Continuing on previous example, we can add index on a columns as follows;

(demo@sitting)22> rpc:call(pundun8ef0f8@kingfisher, enterdb, add_index, ["trace",["chosen_method", "mme"]]).
ok
(demo@sitting)23> rpc:call(pundun8ef0f8@kingfisher, enterdb, write, ["trace", [{"tsid", 4}], [{"events", Events}, {"start_ts", "2017-04-26 07:31:52.163"},{"end_ts", "2017-04-26 14:28:55.347"},{"mme", "166.181.19.34"},{"chosen_method","cellid"}]]).

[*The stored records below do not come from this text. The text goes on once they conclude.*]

PR #46, opened 2019-07-23
Remove backedge after call to exit

fortunac:


wp/lib/bap_wp/src/precondition.ml
```diff
@@ -650,9 +654,47 @@ let visit_graph (env : Env.t) (post : Constr.t)
...
+        |> Blk.elts ~rev:true
+      in
+      let exits = Seq.exists elts ~f:(function
+          | `Jmp j -> begin
+              match Jmp.kind j with
+              | Call c -> begin
+                  match Call.target c with
+                  | Direct tid -> begin
+                      match Env.get_sub_name env tid with
+                      | Some target -> String.equal target "exit"
```
codyroux: Probably useful to have this as a parameter to the `filter` function...

wp/lib/bap_wp/src/precondition.ml
```diff
@@ -650,9 +654,47 @@ let visit_graph (env : Env.t) (post : Constr.t)
...
+                      | None -> false
+                    end
+                  | _ -> false
+                end
+              | _ -> false
+            end
+          | _ -> false)
+      in
+      if exits then begin
+        info "Removing the back edge from the return from exit";
```
codyroux: Also would require an update here.

wp/lib/bap_wp/tests/unit/test_precondition.ml
```diff
@@ -911,7 +911,7 @@ let test_loop_3 (test_ctx : test_ctxt) : unit =
              |> Constr.mk_constr
   in
   let pre, _ = Pre.visit_sub env post sub in
-  assert_z3_result test_ctx ctx (Sub.to_string sub) post pre Z3.Solver.SATISFIABLE
+  assert_z3_result test_ctx ctx (Sub.to_string sub) post pre Z3.Solver.UNSATISFIABLE
```
codyroux: Do we have a test that fails if we unfold enough?

codyroux:
All right good job!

(demo@sitting)24> rpc:call(pundun8ef0f8@kingfisher, enterdb, index_read, ["trace", "chosen_method", "cellid"]).
[{[{"tsid",4}],
[{"events",
#{1 =>
#{"from" => "ue","label" => "paging_response",
"to" => "enodeb"},
2 =>
#{"data" => <<"Some binary data maybe">>,"from" => "mme",
"label" => "lcs_ap_location_request","to" => "esmlc",
"ts" => "2017-04-26 07:31:32.164"},
3 =>
#{"data" => <<"Some binary data maybe">>,"from" => "mme",
"label" => "lcs_ap_location_request","to" => "esmlc",
"ts" => "2017-04-26 07:31:32.164"}}},
{"start_ts","2017-04-26 07:31:52.163"},
{"end_ts","2017-04-26 14:28:55.347"},
{"mme","166.181.19.34"},
{"chosen_method","cellid"}]}]

Index API is under development and will be changed later. We consider to add support for setting different analyzers per column so an IP address will not be indexed the same way as a text document. Also index queries will change to retrieve posting lists according to relevance and size limits. Retrieval of actual data will be left to user.